27. In relation to future loss of earning capacity, I think that the plaintiff should be regarded as having a residual earning capacity of $50 per week. The present salary of a clerk in the Public Service occupying the sort of position that she occupied at the date of her injury is $302 per week net. I allow a notional loss of $250 per week to age 60 years, reduced by thirty-five percent for contingencies. On the three percent discount tables that yields a figure of about $100,000. The reduction for contingencies is of course higher than in the case of the reduction for contingencies relating to the past loss of earnings but the possibility that she would have been disabled in any event and without the subject injury must be higher as time goes by. Hence, it is more likely in the future than it would have been in the past. The plaintiff should also be allowed something for the loss of opportunity to work as a barmaid. She was earning about $130 per week net at the time of her injury in this extra part-time job. I do not think it at all likely that she would have continued in that occupation as well as in her job as a public servant until the age of 60 years. A lump sum assessment is appropriate. I award $20,000 to cover both past and future loss of earning capacity as a barmaid.

28. The plaintiff claimed future medical expenses for pain-killing tablets, the expense of looking after her dogs, and domestic assistance expenses. Because of the difficulties I have already referred to I think a lump sum to cover all these matters should be awarded and I fix that sum at $5,000.

29. Past medical expenses are $23,766.11. For pain and suffering and loss of enjoyment of life and mindful of overlapping, I award $35,000 as to which I apportion $20,000 for the past. Other out-of-pocket expenses are agreed at $24,742. The Fox v. Wood [1981] HCA 41; (1981) 148 CLR 438 component is $11,294.20. The claim for past domestic expenses is for $30 per week over a period of five years. I think it appropriate to award a lump sum of $5,000 in this respect.
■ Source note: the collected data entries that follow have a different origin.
PR #3441, opened 2021-10-06
fix(core): remove migrations contract

chrismaree:
**Motivation**

Archaeological artifact from the long-extinct lesser-spotted Truffle.


mrice32 (approved):
> long-extinct lesser-spotted Truffle.

PR #3442, opened 2021-10-06
feat(api): use Google Datastore as store provider for tables

amateima:
**Motivation**

https://app.shortcut.com/uma-project/story/934/integrate-with-google-datastore

**Summary**

I created a separate file for the api version that uses Google Datastore as data storage service. I kept this implementation in a separate file because most likely it will suffer modifications and optimisations in the future, so for now it would be pretty hard to have a single file for the `api` app that serves all our purposes (testing environment, in memory storage, datastore storage, etc).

30. The total damages may be summarised as follows:
Past loss of earning capacity $ 61,619.76

Future loss of earning capacity $100,000.00
Loss of earning capacity as barmaid $ 20,000.00
Medical and hospital expenses $ 23,766.11
Pain and suffering $ 35,000.00
Other out-of-pocket expenses $ 24,742.00
Fox v. Wood component $ 11,294.20
Past domestic expenses $ 5,000.00
Future domestic expenses $ 5,000.00
Total" $286,422.07

31. On initial reflection this appears to be a high award for what was on the face of it a trifling incident. Nevertheless, reconsideration of each of the components does not cause me to reduce it.

32. The total appears neither excessive nor inadequate in a case with so many imponderable aspects. The plaintiff has received $71,777.90 in compensation for past loss of earning capacity. As this is more than the net award for past loss, she is not entitled to any interest. Interest is allowed on the $20,000 component for past pain and suffering at fourteen percent per annum reduced by half. The figure for interest is $8050. That will be added to the damages and the plaintiff is to have judgment for $294,472.07. The defendant is to pay the plaintiff's costs.